> [Exercise directions]: Restate word for word the entries below, starting with the line with "The reason for" and continuing through the line with "What exactly would". Include both of those lines and no others.

+++ Records supplied

PR #1176, opened 2017-10-05
LM cut regions on Import

boldtrn:
There was a bug (or missing feature :)) in the Import class. If you create a graph with LM and import, the regions/continents were not separated. If you import a Graph via the GraphHopperModule this works. 

I moved as much code as possible into GraphHopperOSM and the json specific part into reader-json. I think having it like this makes the code a lot cleaner.


core/src/main/java/com/graphhopper/GraphHopper.java
```diff
@@ -1183,7 +1183,7 @@ protected void prepareCH() {
      * For landmarks it is required to always call this method: either it creates the landmark data or it loads it.
      */
     protected void loadOrPrepareLM() {
-        boolean tmpPrepare = lmFactoryDecorator.isEnabled();
+        boolean tmpPrepare = lmFactoryDecorator.isEnabled() && !lmFactoryDecorator.getPreparations().isEmpty();
```
boldtrn: Not sure if the isEmpty is necessary, but we had that check in the GraphHopperModule before, so I thought it would make sense to add it here as well.

reader-osm/src/main/java/com/graphhopper/reader/osm/GraphHopperOSM.java
```diff
@@ -44,4 +61,32 @@ public GraphHopperOSM setOSMFile(String osmFileStr) {
         super.setDataReaderFile(osmFileStr);
         return this;
     }
+
+    @Override
+    protected void loadOrPrepareLM() {
+        if (!getLMFactoryDecorator().isEnabled() || getLMFactoryDecorator().getPreparations().isEmpty())
+            return;
+
+        if (landmarkSplittingFeatureCollection != null && !landmarkSplittingFeatureCollection.getFeatures().isEmpty()) {
```
boldtrn: This should not break any existing code. As the landmarkSplittingFeatureCollection will be null by default.

karussell:
Aha - thanks :) !

A bit related issue: having no json in the core turns out to make too many things too ugly. In #1112 I have created a new `json` module (that is used from `core`) that comes with GHJson and a jackson implementation and could be replaced for Android or iOS.

The reason for that was that I replaced the StorableProperties with a JSON format, that could then be similar to a new config.json. Otherwise we had to increase self-invented format and parsing and stuff like we already do for car|turn_costs=true. Afterwards I was able to just do `encodingManager = json.parse(stream, EncodingManager.class)` without writing (de)serialization code. And if the jackson implementation is not available in `core` we would not be able to load the graph which is a core functionality IMO or we had to create another module that combines `core` and `json`.

All the geometry related code should *not* be in the `json` module to keep it really minimal, but could be moved from the `reader-json` module into `web` to avoid confusion about `json` vs. `reader-json`.

WDYT?

boldtrn:
> encodingManager = json.parse(stream, EncodingManager.class)

This is pretty cool :). 

> All the geometry related code should not be in the json module to keep it really minimal, but could be moved from the reader-json module into web to avoid confusion about json vs. reader-json.

What exactly would you specify as "geometry related code"?

Generally I am against moving anything that is not strictly web-related into the web module. It just makes it hard for anyone that might not want to use the web module with GraphHopper. For example the same would be true for this PR. We could not use "geometry related code" (I am still not 100% sure what this means :)) in the Import class.

Regarding this PR: Should we merge this or should I change anything here?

++++++

> [Answer to the problem]:
The reason for that was that I replaced the StorableProperties with a JSON format, that could then be similar to a new config.json. Otherwise we had to increase self-invented format and parsing and stuff like we already do for car|turn_costs=true. Afterwards I was able to just do `encodingManager = json.parse(stream, EncodingManager.class)` without writing (de)serialization code. And if the jackson implementation is not available in `core` we would not be able to load the graph which is a core functionality IMO or we had to create another module that combines `core` and `json`.

All the geometry related code should *not* be in the `json` module to keep it really minimal, but could be moved from the `reader-json` module into `web` to avoid confusion about `json` vs. `reader-json`.

WDYT?

boldtrn:
> encodingManager = json.parse(stream, EncodingManager.class)

This is pretty cool :). 

> All the geometry related code should not be in the json module to keep it really minimal, but could be moved from the reader-json module into web to avoid confusion about json vs. reader-json.

What exactly would you specify as "geometry related code"?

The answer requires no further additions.